It is not enough that top management commit themselves for life to quality and productivity. They must know what it is that they are committed to—that is, what they must do. These obligations cannot be delegated. Support is not enough: action is required.

—W. Edwards Deming, Out of Crisis

The Lean-Agile leadership competency describes how Lean-Agile leaders drive and sustain organizational change and operational excellence by empowering individuals and teams to reach their highest potential. Leading by example, these leaders learn and model the Scaled Agile Framework (SAFe) Lean-Agile mindset, values, principles, and practices. They lead the change to the new way of working.

Why Lean-Agile Leaders?

An organization’s managers and leaders are responsible for the adoption, success, and continuous improvement of Lean-Agile development and for fostering the competencies that lead to business agility. Only they have the authority to change and continuously improve the systems that govern how work is done. Only these leaders can create an environment that supports high-performing Agile teams that quickly produce value and improve continuously. Therefore, leaders need to internalize and model leaner ways of thinking and operating so teams will learn from their example.

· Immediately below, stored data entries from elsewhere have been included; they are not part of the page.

Issue #5683, opened 2023-09-27
Improve error handling and documentation for an expected array value in .dockstore.yml


coverbeck:
**Is your feature request related to a problem? Please describe.**

A user did not specify the branches and tags filter properties as arrays in the .docktore.yml, and the processing failed with an unhelpful error message.

Additionally, the documentation tends to lead you down to towards creating a .dockstore.yml with a single value instead of an array for those fields.

**Describe the solution you'd like**

1. Instead of the message `No single argument constructor found for interface java.util.List`, return a user-friendly message that the value must be an array, or
1. Accept a single value as an array, if possible.
1. Also, update the doc to explicitly show the proper syntax for an array in YAML (see link in the Additional Context section, below).

**Describe alternatives you've considered**

**Additional context**

* Discourse [thread](https://discuss.dockstore.org/t/problems-with-github-app/7603)
* [Documentation](https://docs.dockstore.org/en/stable/assets/templates/workflows/workflows.html?highlight=filters) that may not be clear about the syntax for an array in the YAML, includes:

```
filters:
      branches: <String Array>
      tags: <String Array>
```

┆Issue is synchronized with this [Jira Story](https://ucsc-cgl.atlassian.net/browse/DOCK-2468)
┆Attachments: <a href="https://api.atlassian.com/ex/jira/9ff674c1-1cd9-4ee6-9138-6e2cdc7b3740/rest/api/2/attachment/content/11147">Screenshot from 2024-03-11 14-22-10.png</a>
┆Fix Versions: Dockstore 1.16
┆Issue Number: DOCK-2468
┆Sprint: 132 - Elutherios
┆Issue Type: Story

PR #5825, opened 2024-02-27
DOCK-2468: Improve error message when .dockstore.yml contains a scalar where a list is expected

svonworl:
**Description**
This PR improves the error message that appears in the GitHub App logs when a single string is supplied to a `.dockstore.yml` property that requires a list.  Previously, the message was:
```
No single argument constructor found for interface java.util.List
```
This PR changes it to something intelligible.

Before deciding on the above solution, I tried to make the parser accept a string where a list was expected, but after a number of hours, stopped.  I can't eliminate the possibility that we could somehow inject some code into SnakeYaml to make it happen, but there's no obvious public hooks, and it appears that we'd be fiddling with its innards to a degree that, IMHO, the danger would outweigh the benefits.  Similarly, we could parse to an intermediate YAML node representation, modify the appropriate scalar property settings to lists, convert back to YAML, then parse as we currently do, but we'd risk mangling our line number information and introducing other issues.  We could do something similar by preprocessing with regexps, similar risks.

This PR is a minimally-invasive solution that probably makes the situation good enough.  There are other ways to make SnakeYaml throw exceptions containing inscrutable messages, but they happen with low enough frequency that it's probably not worth addressing at this point.  If we wanted to make those better, a PR to SnakeYaml might be the most efficient approach.  Or, parsing to an intermediate YAML node representation, then using our own code to build the objects, would give us more control.

**Review Instructions**
Push a `.dockstore.yml` that sets a property to a single string value, instead of the expected list.  Wait five minutes, then confirm that the new message appears in the GitHub App logs.

**Issue**
https://ucsc-cgl.atlassian.net/browse/DOCK-2468
#5683

**Security and Privacy**
No concerns.

### DIFF
--- a/dockstore-common/src/main/java/io/dockstore/common/yaml/DockstoreYamlHelper.java
+++ b/dockstore-common/src/main/java/io/dockstore/common/yaml/DockstoreYamlHelper.java
@@ -35,6 +35,7 @@ import org.yaml.snakeyaml.LoaderOptions;
 import org.yaml.snakeyaml.Yaml;
 import org.yaml.snakeyaml.constructor.Constructor;
 import org.yaml.snakeyaml.constructor.SafeConstructor;
+import org.yaml.snakeyaml.error.YAMLException;
 import org.yaml.snakeyaml.introspector.Property;
 import org.yaml.snakeyaml.introspector.PropertyUtils;
 import org.yaml.snakeyaml.representer.Representer;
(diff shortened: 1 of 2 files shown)


denis-yuen:
> but there's no obvious public hooks, and it appears that we'd be fiddling with its innards to a degree that, IMHO, the danger would outweigh the benefits.

Upgrade breakage would be a pain too, agreed if there is no obvious hook

denis-yuen (approved):

coverbeck (approved):

kathy-t (approved):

Business agility requires a different approach to leadership. It starts with leaders exemplifying the Lean and Agile principles and behaviors that will inspire and motivate the organization to pursue a better way of working. Leaders set the example through coaching, empowering, and engaging individuals and teams to reach their highest potential.

In short, knowledge alone is not enough. Lean-Agile leaders need to do more than support the transformation. They actively lead the change and guide the activities necessary to understand and continuously optimize the flow of value through the enterprise.

By helping leaders develop their knowledge and skills based on the three dimensions shown in Figure 5-1, organizations can establish Lean-Agile leadership as the foundational core competency.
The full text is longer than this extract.